The Sylvester serves a mix of cuisines, our favorite dish being the Cayo Hueso gimlet, in a dimly lit bar setting that will promise you a fun night. Looking for something more upscale? We suggest dining at the L’Atelier de Joël Robuchon and ordering their veal tartare with white truffle. Of course, there’s also the dining room and Champagne cart at The Surf Club Restaurant. For lighter fare, we suggest eating at the vegan spot Plant Miami and devouring their sunflower risotto, or selecting Hiden, which serves Japanese food such as uni with ikura. After dinner, don’t forget to check out dbakers Sweet Studio for macarons and other sweet treats to cure your sweet tooth.
From fabulous French cuisine to mixology with moxie, go out and enjoy some of the best restaurants in Miami in good taste this weekend.
(JW Marriott Marquis, 255 Biscayne Blvd. Way, Miami, 305.421.8800, bouludsud.com)
A well-curated wine list enhances a restaurant visit as much as top-notch cuisine and on-point service. At Boulud Sud, oenophiles are in good hands thanks to the efforts of sommelier Daniel A. Chaviano, whose selections feature grapes and regions from all over the globe.
INSIDER’S TIP: The most exclusive bottle in Boulud Sud’s cellar is a 1995 Domaine de la Romanée-Conti “La Tâche” Grand Cru for $5,500.
DBAKERS SWEET STUDIO
(3501 NE Second Ave., Miami, 786.310.8763, dbakers.us)
The reason dbakers owners Christian and Giancarlo Guevara and Katherine Van Der Biest call their bakery a studio is because it’s a place for both artistry and what one might call sugar science.
INSIDER’S TIP: The aforementioned trio is always up for a challenge. If you don’t like what’s on the menu, feel free to ask them to come up with something completely original.
(313 NW 25th St., Miami, hidenmiami.com)
A visit to Hiden quickly reveals why its omakase experience ($170) is booked solid for months. Executive chef Tetsuya Honda and sous chef James Weinlein lead visitors through a seven- to eight-course menu (based on seasonal ingredients) that offers cold and hot dishes, a sushi selection and dessert.
INSIDER’S TIP: Miami is a city that’s often loose when it comes to formality, but not so here. Once a Hiden reservation is made, you will receive an email with instructions. Make sure to follow the rules as stated.

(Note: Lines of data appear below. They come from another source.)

PR #93, opened 2023-10-02
refactor: move patch management functionality out of UpdaterState 

bryanoltman:
## Description

Restructures UpdaterState by separating its responsibilities into separate `impl`s and by moving patch management into a separate PatchManagement module.

## Type of Change

- [x] 🧹 Code refactor
- [ ] 📝 Documentation
- [ ] 🗑️ Chore


library/src/updater.rs
```diff
@@ -370,33 +370,34 @@ pub fn current_boot_patch() -> anyhow::Result<Option<PatchInfo>> {
...
 /// This will mark the patch as bad and activate the next best patch.
 pub fn report_launch_failure() -> anyhow::Result<()> {
     info!("Reporting failed launch.");
+
     with_config(|config| {
         let mut state =
             UpdaterState::load_or_new_on_error(&config.storage_dir, &config.release_version);
 
+        // Attempting to get next_boot_patch might return None if the failure was due to
+        // the patch being altered on disk.
```
bryanoltman, line 391: Made a decision not to report patches that fail due to local disk changes. This felt reasonable to me, as there is nothing the app developer can do in this case.

library/src/cache/patch_manager.rs
```diff
@@ -0,0 +1,674 @@
...
+    /// safe to use for future boots.
+    fn record_boot_success_for_patch(&mut self, patch_number: usize) -> Result<()>;
+
+    /// Records that the patch with number patch_number failed to boot, and ensures
+    /// that it will never be returned as the next boot or last booted patch.
+    fn record_boot_failure_for_patch(&mut self, patch_number: usize) -> Result<()>;
+
+    /// The highest patch number that has been added. This may be higher than the
+    /// last booted or next boot patch if we downloaded a patch that failed to boot.
+    fn highest_seen_patch_number(&self) -> Option<usize>;
```
bryanoltman, line 62: This functions differently than the previous implementation.

Before: represented the latest patch we still have on disk so as to prevent re-downloading patches we already have
Now: the last patch we've seen to prevent redownloading patches we've already downloaded. This means that a bad patch will not be redownloaded/reinstalled, which may or may not be what we want (this might cause problems in cases where a patch becomes bad due to corruption on disk)

library/src/updater.rs
eseidel: I guess it comes down to how it manifests (does the user notice?).  A patch failure is still a patch failure and probably worth reporting, possibly with context of some form?

library/src/cache/disk_io.rs
```diff
@@ -0,0 +1,104 @@
...
+    let path_as_ref = path.as_ref();
+    let containing_dir = path_as_ref
+        .parent()
+        .with_context(|| format!("Failed to get parent dir for {:?}", path_as_ref))?;
+
+    // Because File::create can sometimes fail if the full directory path doesn't exist,
+    // we create the directories in its path first.
+    std::fs::create_dir_all(containing_dir).with_context(|| {
+        format!(
+            "Failed to create root dir {:?} when initializing PatchManager",
```
eseidel, line 29: This isn't in PatchManager.

library/src/cache/disk_io.rs
```diff
@@ -0,0 +1,104 @@
...
+
+    let path_as_ref = path.as_ref();
+    let containing_dir = path_as_ref
+        .parent()
+        .with_context(|| format!("Failed to get parent dir for {:?}", path_as_ref))?;
+
+    // Because File::create can sometimes fail if the full directory path doesn't exist,
+    // we create the directories in its path first.
+    std::fs::create_dir_all(containing_dir).with_context(|| {
+        format!(
```
eseidel, line 28: CodeCov says you missed the failure case.  Might be worth testing?

eseidel: Probably can just create a directory or path in the way and drop write permissions on it?

library/src/cache/disk_io.rs
```diff
@@ -0,0 +1,104 @@
...
+
+    let path_as_ref = path.as_ref();
+    if !path_as_ref.exists() {
+        bail!("File {} does not exist", path_as_ref.display());
+    }
+
+    let file = File::open(path_as_ref)?;
+    let reader = BufReader::new(file);
+    serde_json::from_reader(reader)
+        .context(format!("failed to deserialize from {:?}", &path_as_ref))
```
eseidel, line 55: with_context will delay creation of the string if you think it matters.  context() will do it eagerly.

library/src/cache/disk_io.rs
```diff
@@ -0,0 +1,104 @@
...
+
+    #[derive(Serialize, Deserialize, PartialEq, Eq)]
+    struct TestStruct {
+        a: u32,
+        b: String,
+    }
+
+    #[test]
+    fn writes_and_reads_serialized_object() -> Result<()> {
+        let test_struct = TestStruct {
```
eseidel, line 75: I love that we have a TestStruct!

library/src/cache/disk_io.rs
```diff
@@ -0,0 +1,104 @@
...
+    use anyhow::{Ok, Result};
+
+    #[derive(Serialize, Deserialize, PartialEq, Eq)]
+    struct TestStruct {
+        a: u32,
+        b: String,
+    }
+
+    #[test]
+    fn writes_and_reads_serialized_object() -> Result<()> {
```
eseidel, line 74: Why does a Test return a Result?  Is that a thing?

library/src/cache/patch_manager.rs
```diff
@@ -0,0 +1,683 @@
...
+
+// https://stackoverflow.com/questions/67087597/is-it-possible-to-use-rusts-log-info-for-tests
+#[cfg(test)]
+use std::{println as info, println as error}; // Workaround to use println! for logs.
+
+const PATCHES_DIR_NAME: &str = "patches";
+const PATCHES_STATE_FILE_NAME: &str = "patches_state.json";
+
+#[derive(Copy, Clone, Debug, Deserialize, Serialize, PartialEq, Eq, Hash)]
+struct PatchMetadata {
```
eseidel, line 20: So is the patch just one file or is it a directory?

library/src/cache/patch_manager.rs
```diff
@@ -0,0 +1,683 @@
...
+    /// Copies the patch file at file_path to the manager's directory structure sets
+    /// this patch as the next patch to boot.
+    fn add_patch(&mut self, number: usize, file_path: &Path) -> Result<()>;
+
+    /// Returns the patch we most recently successfully booted from (usually the currently running patch),
+    /// or None if no patch is installed.
+    fn last_successfully_booted_patch(&self) -> Option<PatchInfo>;
+
+    /// Returns the next patch to boot, or None if no new patch has been downloaded.
+    fn get_next_boot_patch(&mut self) -> Option<PatchInfo>;
```
eseidel, line 55: I don't know rust style.  Does rust use get_ in names?

library/src/cache/patch_manager.rs
```diff
@@ -0,0 +1,683 @@
...
+
+    /// Records that the patch with number patch_number booted successfully and is
+    /// safe to use for future boots.
+    fn record_boot_success_for_patch(&mut self, patch_number: usize) -> Result<()>;
+
+    /// Records that the patch with number patch_number failed to boot, and ensures
+    /// that it will never be returned as the next boot or last booted patch.
+    fn record_boot_failure_for_patch(&mut self, patch_number: usize) -> Result<()>;
```
eseidel, line 63: I wonder if it's fragile that you can call "success" any number of times but if you ever "fail" we roll back.  I'm not sure what options we have of course if a "failure" ever happens.  Currently the only way things can fail is if Dart fails to initialize, which feels like a pretty severe, deserving-of-rollback case.  But we may have other gradations of "failure" in the future 🤷  (Not sure what we'd do with other levels of failure though.)

library/src/cache/patch_manager.rs
eseidel: I'm pretty sure the previous version wasn't necessarily on disk?  I believe I added this because whenever a patch failed before we'd keep trying to download it again?

library/src/cache/patch_manager.rs
```diff
@@ -0,0 +1,683 @@
...
+
+    /// Resets the patch manager to its initial state, removing all patches. This is
+    /// intended to be used when a new release version is installed.
+    fn reset(&mut self) -> Result<()>;
+}
+
+// This allows us to use the Debug trait on dyn ManagePatches, which is
+// required to have it as a property of UpdaterState.
+impl Debug for dyn ManagePatches {
+    fn fmt(&self, f: &mut core::fmt::Formatter<'_>) -> core::fmt::Result {
```
eseidel, line 77: CodeCov would like you to cover this, which should be trivial. 🤣

library/src/cache/patch_manager.rs
```diff
@@ -0,0 +1,683 @@
...
+
+        Self {
+            root_dir,
+            patches_state,
+        }
+    }
+
+    fn load_patches_state(root_dir: &Path) -> Option<PatchesState> {
+        let path = root_dir.join(PATCHES_STATE_FILE_NAME);
+        disk_io::read(&path).ok()
```
eseidel, line 113: Do we need to log the failure at all?

library/src/cache/patch_manager.rs
```diff
@@ -0,0 +1,683 @@
...
+
+    /// The directory where artifacts for the patch with the given number are stored.
+    fn dir_for_patch_number(&self, patch_number: usize) -> PathBuf {
+        self.patch_artifacts_dir().join(patch_number.to_string())
+    }
+
+    /// The path to the runnable patch artifact with the given number. Runnable patch artifact files are
+    /// named <patch_number>.vmcode
+    fn patch_artifact_path(&self, patch_number: usize) -> PathBuf {
+        self.dir_for_patch_number(patch_number).join("dlc.vmcode")
```
eseidel, line 134: Should dlc.vmcode be a constant somewhere?

library/src/cache/patch_manager.rs
```diff
@@ -0,0 +1,683 @@
...
+
+    /// Checks that the patch with the given number:
+    ///   - Has an artifact on disk
+    ///   - That artifact on disk is the same size it was when it was installed
+    ///
+    /// Returns Ok if the patch is bootable, or an error if it is not.
+    fn validate_patch_is_bootable(&self, patch: &PatchMetadata) -> Result<()> {
+        let artifact_path = self.patch_artifact_path(patch.number);
+        if !Path::exists(&artifact_path) {
+            bail!(
```
eseidel, line 152: codecov would like you to cover this, should be pretty easy?

eseidel (commented):
I haven't read it all yet.

library/src/cache/disk_io.rs
bryanoltman: 😬  correct, fixed

library/src/cache/disk_io.rs
bryanoltman: I discovered `with_context` about halfway through writing this, thought I caught all of these. Fixed!

library/src/cache/disk_io.rs
bryanoltman: I thought `?` seemed a bit cleaner than having `.unwrap()` everywhere. See https://doc.rust-lang.org/rust-by-example/testing/unit_testing.html#tests-and-

library/src/cache/patch_manager.rs
bryanoltman: The updater's directory structure now looks like:

```
shorebird_updater/
  state.json
  patches_state.json
  patches/
    1/
       dlc.vmcode
    2/
       dlc.vmcode
```

Is that helpful?

library/src/cache/disk_io.rs
eseidel: That's AWESOME.

library/src/cache/patch_manager.rs
bryanoltman: It generally does not. Removed.

library/src/cache/patch_manager.rs
bryanoltman: Added an error log

library/src/cache/patch_manager.rs
eseidel: Which part of that does PatchMetadata refer to?

eseidel: And will you have to change it when the next patch you make to this Rust code will be to support multiple vmcode files for iOS? 🤣

eseidel: This code makes me wish that .dmg files (or some other seamless container, maybe .tar?) worked well on iOS. So that you could have multiple files appear as one file on disk.

library/src/cache/patch_manager.rs
```diff
@@ -0,0 +1,883 @@
...
+    /// Metadata about the patches we have downloaded that is persisted to disk.
+    patches_state: PatchesState,
+}
+
+impl PatchManager {
+    /// Creates a new PatchManager with the given root directory. This directory is
+    /// assumed to exist. The PatchManager will use this directory to store its
+    /// state and patch binaries.
+    pub fn with_root_dir(root_dir: PathBuf) -> Self {
+        let patches_state = Self::load_patches_state(&root_dir).unwrap_or_default();
```
eseidel, line 106: Does the caller care that this might silently make a new one on failure?

eseidel: I guess it's not silent, you get an error! below.

library/src/cache/patch_manager.rs
```diff
@@ -0,0 +1,883 @@
...
+        if !Path::exists(&artifact_path) {
+            bail!(
+                "Patch {} does not exist at {}",
+                patch.number,
+                artifact_path.display()
+            );
+        }
+
+        let artifact_size_on_disk = std::fs::metadata(&artifact_path)?.len();
+        if artifact_size_on_disk != patch.size {
```
eseidel, line 173: Makes me wonder if we should report the boot size as part of our patch_available callback to the server, or some other mechanism for possibly detecting tampering in the field.

eseidel: (Not something to do in this patch, more just seeding your thoughts.)

library/src/cache/patch_manager.rs
```diff
@@ -0,0 +1,883 @@
...
+        std::fs::remove_dir_all(&patch_dir)
+            .with_context(|| format!("Failed to delete patch dir {}", &patch_dir.display()))
+    }
+
+    /// Attempts to use the last successfully booted patch as the next boot patch. If the last successfully
+    /// booted patch is not bootable or has the same number as the patch we're falling back from, we clear it.
+    fn try_fall_back_to_last_booted_patch(&mut self) {
+        if let Some(next_boot_patch) = self.patches_state.next_boot_patch {
+            // If we have a next_boot_patch that we're falling back from, delete its artifacts.
+            if let Err(e) = self.delete_patch_artifacts(next_boot_patch.number) {
```
eseidel, line 199: I guess I didn't expect this "cleanup the current patch" to be in this method. 🤷

library/src/cache/patch_manager.rs
```diff
@@ -0,0 +1,883 @@
...
+                        last_boot_patch.number, e
+                    );
+                }
+            }
+        }
+    }
+}
+
+impl ManagePatches for PatchManager {
+    fn add_patch(&mut self, patch_number: usize, file_path: &Path) -> Result<()> {
```
eseidel, line 235: This appears to mean a patch as just a single dlc.vmcode file.  (which is fine, you just may be refactoring this soon). :)

library/src/cache/patch_manager.rs
```diff
@@ -0,0 +1,883 @@
...
+    fn next_boot_patch(&mut self) -> Option<PatchInfo> {
+        let next_boot_patch = match self.patches_state.next_boot_patch {
+            Some(patch) => patch,
+            None => return None,
+        };
+
+        if let Err(e) = self.validate_patch_is_bootable(&next_boot_patch) {
+            error!("Patch {} is not bootable: {}", next_boot_patch.number, e);
+
+            self.try_fall_back_to_last_booted_patch();
```
eseidel, line 292: Does this need to report back that it was successful/not in falling back? I guess it's job is to leave us in a consistent state of things bootable?

library/src/cache/patch_manager.rs
```diff
@@ -0,0 +1,883 @@
...
+            .map(|patch| self.patch_info_for_number(patch.number))
+    }
+
+    fn record_boot_success_for_patch(&mut self, patch_number: usize) -> Result<()> {
+        let next_boot_patch = self
+            .patches_state
+            .next_boot_patch
+            .context("No next_boot_patch")?;
+
+        if next_boot_patch.number != patch_number {
```
eseidel, line 312: Is next_boot_patch the current patch we're booting from?  Won't this fail if the updater thread somehow races ahead of dart initialization and has already installed a new patch before this is called?

library/src/cache/patch_manager.rs
```diff
@@ -0,0 +1,883 @@
...
+            bail!(
+                "Attempted to record boot success for patch {} but next_boot_patch is {}",
+                patch_number,
+                next_boot_patch.number
+            );
+        }
+
+        if let Some(current_patch) = self.patches_state.last_booted_patch {
```
eseidel, line 320: So a side-effect of successfully booting is that we clean up previously booted patches?

eseidel: Couldn't this end up cleaning up the "next_boot_patch" if they're the same?

library/src/cache/patch_manager.rs
```diff
@@ -0,0 +1,883 @@
...
+            self.delete_patch_artifacts(current_patch.number)?;
+        }
+
+        self.patches_state.last_booted_patch = Some(next_boot_patch);
+        self.save_patches_state()
+    }
+
+    fn record_boot_failure_for_patch(&mut self, patch_number: usize) -> Result<()> {
+        let next_boot_patch = self
```
eseidel, line 329: I find it confusing to read "next boot" when talking about the patch we're currently running from.

library/src/cache/patch_manager.rs
```diff
@@ -0,0 +1,883 @@
...
+        assert!(manager.add_patch(1, file_path).is_ok());
+        assert_eq!(manager.highest_seen_patch_number(), Some(1));
+
+        // Add patch 4, expect 4 to be the highest patch number we've seen
+        let file_path = &temp_dir.path().join("patch.vmcode");
+        std::fs::write(file_path, patch_file_contents)?;
+        assert!(manager.add_patch(4, file_path).is_ok());
+        assert_eq!(manager.highest_seen_patch_number(), Some(4));
+
+        // Add patch 3, expect 4 to still be the highest patch number we've seen
```
eseidel, line 464: Does this imply that the way we'll end up implementing rollback is by copying a patch to a new patch number?

library/src/cache/patch_manager.rs
```diff
@@ -0,0 +1,883 @@
...
+mod get_next_boot_patch_tests {
+    use super::*;
+    use anyhow::Result;
+    use tempdir::TempDir;
+
+    #[test]
+    fn returns_none_if_no_next_boot_patch() {
+        let temp_dir = TempDir::new("patch_manager").unwrap();
+        let mut manager = PatchManager::with_root_dir(temp_dir.path().to_owned());
+        assert!(manager.next_boot_patch().is_none());
```
eseidel, line 516: I'm not sure if this or assert_eq!(value, None) is more idiomatic (you seem to use both in this file).

library/src/cache/patch_manager.rs
```diff
@@ -0,0 +1,883 @@
...
+        assert!(manager.add_patch(1, file_path).is_ok());
+        assert!(manager.record_boot_success_for_patch(1).is_ok());
+
+        // Add patch 2, pretend it failed to boot.
+        let file_path = &temp_dir.path().join("patch2.vmcode");
+        std::fs::write(file_path, patch_file_contents)?;
+        assert!(manager.add_patch(2, file_path).is_ok());
+        assert!(manager.record_boot_failure_for_patch(2).is_ok());
+
+        // Write junk to patch 1's artifact. This should prevent us from falling back to it.
```
eseidel, line 609: I love these tests, btw.

library/src/updater.rs
```diff
@@ -352,7 +354,7 @@ where
 /// This may be changed any time `update()` or `start_update_thread()` are called.
 pub fn next_boot_patch() -> anyhow::Result<Option<PatchInfo>> {
     with_config(|config| {
-        let state =
+        let mut state =
```
eseidel, line 357: Why is this mut?  You might want to use some tricks to internal mutability in next_boot_patch() if it's mutating (I can look up how I did it in safe_wren).

eseidel (commented):
My only real concern is if there is a race re: next_boot_patch between the updater thread and the success callback.  It's not clear to me (at least from the naming) that the succes/failure callbacks are using the correct patch in their checks.

library/src/cache/patch_manager.rs
bryanoltman: I imagine asset support will probably bring a few other changes as well :)

library/src/updater.rs
bryanoltman: Agreed, will update

library/src/cache/patch_manager.rs
bryanoltman: Ah, I understand now. `PatchMetadata` comes baked with the assumption that the patch is a single file. We'll need to change this to a map of file names to sizes (or a collection of a yet-to-be-defined `PatchFile` type) down the road.

library/src/cache/patch_manager.rs
bryanoltman: Done

library/src/cache/patch_manager.rs
bryanoltman: It wasn't originally, but this function is used as a "we couldn't boot from the patch we wanted to, see if we can boot from the last good one" operation, and cleaning up the one we're falling back from is a part of that. It could maybe have a better name, but I'm not sure what that would be atm

library/src/cache/patch_manager.rs
bryanoltman: Yeah, there's probably a better name to communicate "the patch we're going to boot from when we next launch, that we maybe have or haven't booted from before". Maybe just `boot_patch`?

library/src/cache/patch_manager.rs
bryanoltman: Yeah, we print the error, and there's not much we can do in the way of recovery if we can't deserialize the json file

library/src/cache/disk_io.rs
bryanoltman: This file has 100% coverage according to the https://app.codecov.io/gh/shorebirdtech/updater/pull/93/blob/library/src/cache/disk_io.rs, resolving

library/src/cache/patch_manager.rs
bryanoltman: Done

library/src/cache/patch_manager.rs
eseidel: Yeah, assuming I'm reading this correctly, this method is such that we only get to boot once from a patch and then it deletes the patch 🤣   Am I reading that wrong?

bryanoltman: Nope, you're reading correctly. We just happened to only call this function for patches that had not previously booted (probably incorrectly). Fixed!

library/src/cache/patch_manager.rs
bryanoltman: I'm not sure what specifically you mean by rollback. Are you referring to the case where a new patch fails to boot, or a developer-initiated rollback feature that we'll build in the future?

library/src/cache/patch_manager.rs
bryanoltman: I'm not able to find a clear answer after a couple minutes of googling, but I personally prefer `is_none()` (in the same way I'd prefer `assert!(my_string.is_empty())` to `assert_eq!(my_string, "")`). Just pushed a change to standardize.

library/src/updater.rs
bryanoltman: This updater state is mutable because it calls `self.patch_manager.next_boot_patch()`, which can mutate the patch manager that it owns. A little weird, I agree.

library/src/cache/patch_manager.rs
eseidel: I was imagining how a future feature might work and realizing that clients are going to store state about what patch they've seen and will refuse to go backwards to a patch.  So if we implement rollback we'll need to "copy" the patch and assign it a new number.

library/src/updater.rs
eseidel: I believe rust has ways to hide internal mutability through a Ref, but I'd have to look at my old code.

eseidel: RefCell is what I'm thinking of.

library/src/cache/patch_manager.rs
bryanoltman: Just to make sure I understand (and to spell it out), the scenario we're worried about is:

1. The app launches using no patch.
2. The app downloads a new patch (call it `patch 1`, stores it as the `next_boot_patch`.
3. A new patch is published (call it `patch 2`).
4. The app restarts, booting from `patch 1` and downloading `patch 2`
5. `patch 2` finishes downloading and is marked `next_boot_patch` before `patch 1` finishes booting.
6. `record_boot_success_for_patch` is called for `patch 1`, but this method doesn't record it because `patch 2` is the next boot patch.

Is that correct?

library/src/cache/patch_manager.rs
eseidel: 🤷  You have a nice comment about it that I just didn't see the first time I think.

library/src/cache/patch_manager.rs
bryanoltman: I think we generally need some mechanism of reporting that we decided a patch wasn't bootable. Noodling on that now

library/src/cache/patch_manager.rs
bryanoltman: >  if we implement rollback we'll need to "copy" the patch and assign it a new number.

Yeah, this is how I imagined it would work – take the artifacts from our rollback target patch and make it patch N+1

library/src/updater.rs
bryanoltman: Ah gotcha. It looks like RefCell is [unsafe](https://doc.rust-lang.org/book/ch15-05-interior-mutability.html), so I'm inclined to stick to the odd-looking `mut state` for now unless you have strong objections.

eseidel: sgtm.

library/src/cache/patch_manager.rs
```diff
@@ -0,0 +1,908 @@
...
+                error!("Failed to delete patch dir {}: {}", patch_dir.display(), e);
+                e
+            })
+            .with_context(|| format!("Failed to delete patch dir {}", &patch_dir.display()))
+    }
+
+    /// Attempts to use the last successfully booted patch as the next boot patch. If the last successfully
+    /// booted patch is not bootable or has the same number as the patch we're falling back from, we clear it.
+    fn try_fall_back_to_last_booted_patch(&mut self) {
+        if let Some(next_boot_patch) = self.patches_state.next_boot_patch {
```
eseidel, line 201: This feels like this is "given this patch number, please remove it from your patches_state".

library/src/cache/patch_manager.rs
```diff
@@ -0,0 +1,908 @@
...
+
+            if let Some(last_boot_patch) = self.patches_state.last_booted_patch {
+                if last_boot_patch.number == next_boot_patch.number {
+                    // If the last booted patch is the same as the next boot patch, clear it.
+                    self.patches_state.last_booted_patch = None;
+                }
+            }
+        }
+
+        if let Some(last_boot_patch) = self.patches_state.last_booted_patch {
```
eseidel, line 214: And this is, "if we still have a last_booted_patch, see if it's still validate an re-install it".

library/src/cache/patch_manager.rs
```diff
@@ -0,0 +1,908 @@
...
+            if self.validate_patch_is_bootable(&last_boot_patch).is_ok() {
+                // If we think we can still boot from the last booted patch, set it as the next_boot_patch.
+                self.patches_state.next_boot_patch = Some(last_boot_patch);
+            } else {
+                self.patches_state.last_booted_patch = None;
+                let _ = self.delete_patch_artifacts(last_boot_patch.number);
```
eseidel, line 220: I presume this validation of the next_boot_patch happens elsewhere?  Is this just a copy of some of the install logic?

library/src/cache/patch_manager.rs
bryanoltman: Not sure I follow

bryanoltman: Ah, I just needed to continue reading. Your understanding is correct. This function is "remove the next boot patch if we have one (and the last booted patch if they're the same), and provide the last booted patch if it exists and is valid"

library/src/cache/patch_manager.rs
bryanoltman: Exactly

library/src/cache/patch_manager.rs
eseidel: Correct.

library/src/updater.rs
```diff
@@ -411,51 +414,57 @@ pub fn report_launch_failure() -> anyhow::Result<()> {
...
-        } else {
-            Ok(())
+            // We didn't boot from a patch, so there's nothing to do.
+            None => return Ok(()),
+        };
+
+        let maybe_previous_boot_patch = state.current_boot_patch();
+
+        state.record_boot_success_for_patch(next_boot_patch.number)?;
+
```
eseidel, line 438: One could use state.known_good_patch_list() which just returned either [] or [current_boot_patch] and then this code can just check known_good_patch_list().contains(current_boot_patch.number)?

🤷

eseidel: state.is_known_good_patch(number)?

eseidel (approved):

L’ATELIER DE JOËL ROBUCHON
(151 NE 41st St., Ste. 235, Miami, 305.402.9070, latelier-miami.com)
L’Atelier is a place where precision takes precedence and dining is an occasion. Overseen by culinary director Christophe Bellanca and executive chef Gregory Pugin, the French menu includes standouts such as poached Maine lobster
in anise hyssop broth.
INSIDER’S TIP: When in doubt about the selections, let the experts decide with the Evolution tasting menu ($175), a 10-course feast that leaves no flavor unexplored.
(The Sacred Space, 105 NE 24th St., Miami, 305.814.5365, sacredspacemiami.com)
Folks who still think vegan cuisine lacks flavor have never dined at Plant Miami. And, for those who care about such things, the dishes are the prettiest of any other eatery in town. A prime example of this? The sunflower risotto with saffron cashew.
INSIDER’S TIP: Plant Miami’s menu uses about 67 varieties of edible flowers in its dishes and they all come from owner Karla Dascal’s Paradise Farms in Homestead.
THE SURF CLUB RESTAURANT
(The Four Seasons at The Surf Club, 9011 Collins Ave., Surfside, 305.768.9440, thesurfclubrestaurant.com)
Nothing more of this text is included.